Weintraub’s performance nails the genial humility that makes Tony sympathetic and heartbreaking in his long-distance pursuit of his beloved, even after he dupes her into marriage with a photo of studly farmhand Joey (Robert Standley). When he beams, his endearingly ethnically mangled grammar, “I don’t know why I’m-a so lucky fella” at the prospect of their new life together, we can feel sledgehammer of irony descend. In song, however, Weintraub lacks the range and wind for the role’s quasi-operatic ambitions.

Scarms’ superb singing voice gives the production its musical heft, along with Rosabella’s requisite vulnerability and pathos. Amid a dead-end life where “gettin’ took out is more like gettin’ took,” Scarms makes understandable and human the girl’s desperation in marrying her anonymous suitor as well as her disillusionment and one-night stand with Joey after learning the truth. While the role of Joey offers possibilities for complexity and conflict, Standley opts for a superficial agreeable lug. Secondary leads Maria Lay and Matt Lutz are serviceable.

Director Gary Leeds’ struggle to squeeze a big show onto the venue’s intimate stage meets with only partial success. The nicely detailed rustic set clashes with a cartoonish painted vineyard backdrop. Dual piano orchestration accompanies a constrained chorus that barely avoid collisions in the ensemble numbers.
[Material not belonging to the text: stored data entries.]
PR #540, opened 2022-09-15
Validate doi in scholarsphere upload.

### LINKED ISSUE #516: Bad formatting on DOIs in "ScholarSphere work deposits"
While looking at DOIs on ScholarSphere work deposits, I noticed 15 deposits that have DOIs but the DOIs are in different formats than we usually use in RMD. I suspect this means there's no DOI validation on the deposit form in RMD. 

Can we investigate how these "bad" DOIs are getting into the system and add validation to stop it? 

Here's a list of the DOIs:
0.1111/josh.13136
10.1002/jcad.12341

Still, it’s a respectable effort that charms at times.

-- P.B.

“The Most Happy Fella,” Crossley Terrace Theatre, 1760 N. Gower St., Hollywood. 8 p.m. Thursdays through Saturdays, 2:30 p.m. Sundays. Ends Nov. 14. $27. (323) 462-8460. Running time: 2 hours, 40 minutes.

*

The conspiracies are boiling over

Early in “Liberty Injustice” at the Lex, a character announces that we are watching “agitprop.” That’s a fancy label for this unsavory blend of melodrama, polemic and conspiracy theory as overblown as it is underdeveloped.
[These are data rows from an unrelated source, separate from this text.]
PR #541, opened 2022-09-16
530 duplicate year

### LINKED ISSUE #530: Changes to duplicate grouping logic
In the current duplicate grouping logic that requires a fuzzy match on title+subtitle and a match on publication year, change the publication year requirement to require a match +/- 2. So, e.g., 2020 would match 2018, 2019, 2020, 2021, 2022.

Smullz622:
Changed logic in duplicate public grouping to allow the year to pass as long as it's within +/-2 years
fixes #530

### DIFF
--- a/spec/component/models/duplicate_publication_group_spec.rb
+++ b/spec/component/models/duplicate_publication_group_spec.rb
@@ -526,8 +526,49 @@ describe DuplicatePublicationGroup, type: :model do
       it 'groups the publications' do
         described_class.group_duplicates_of(p1)
         group = p1.reload.duplicate_group
-
         expect(p2.reload.duplicate_group).to eq group
+      end
+    end
+
+    context 'given a publication with a similar title to another publication and a different publication date but the year is within +/-2' do
+      let!(:p1) { create :publication,
+                         title: 'A Typical Title',
+                         published_on: Date.new(2000, 5, 20),
+                         doi: nil }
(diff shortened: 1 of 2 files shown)


spec/component/models/duplicate_publication_group_spec.rb
```diff
@@ -526,11 +526,54 @@
...
+                         published_on: Date.new(2002, 1, 1),
+                         doi: nil }
+      let!(:p3) { create :publication,
+                         title: 'The Typical Title 3',
+                         published_on: Date.new(2000, 5, 20),
+                         doi: nil }
 
+      it 'groups the publications' do
+        described_class.group_duplicates_of(p1)
+        group = p1.reload.duplicate_group
```
ajkiessl, line 550: I'm tempted to have a 'not be nil' check in here, but I can go either way.  This test works assuming p1 and p3 end up grouping too, which isn't guaranteed if we are making changes to the grouping logic and something goes wrong.  It may be unlikely, but we could still end up with a nil == nil situation.

ajkiessl (dismissed):
This looks good.  I added one comment, but it's not necessary to make a change.  I'll leave that up to you.

ajkiessl:
This should be good once the conflict is resolved.

banukutlu (approved):
lgtm 👍🏻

The play’s main plot concerns Ellen Dahlstrom (Tony nominee Jonelle Allen, wasted here), a fiery liberal attorney at odds with the “establishment.” When Ellen agrees to defend a suspected terrorist, she winds up in jail -- only the beginning of her travails.

Advertisement

That’s the gist, but playwright W. Colin McKay and director Anthony Barnao are actually out to Bush-bash with a vengeance. At intervals, a jovial “Greeter” (Adam Kaiz), a sort of propagandistic jester, bounces out to address the audience, citing dire statistics that cast Bush et al. in a decidedly nasty light. To lend to the atmosphere of theater verite, audience plants -- a Vietnam vet, a die-hard Republican, etc. -- deliver impassioned opinions.

Barnao’s histrionic staging emphasizes rather than downplays the material’s lurid nature. The actors, perhaps smelling a flop, tend to overcompensate.

Maybe McKay simply wanted to rally support for John Kerry before election day. Whatever his intentions, he ludicrously overstates his case. Insinuations that Bush somehow colluded in several murders seem fear-mongering of the most abject nature.

Whether you’re a committed conservative or a die-hard liberal, you are likely to be put off not only by the play’s unreasoning zealotry but by its turgid presentation.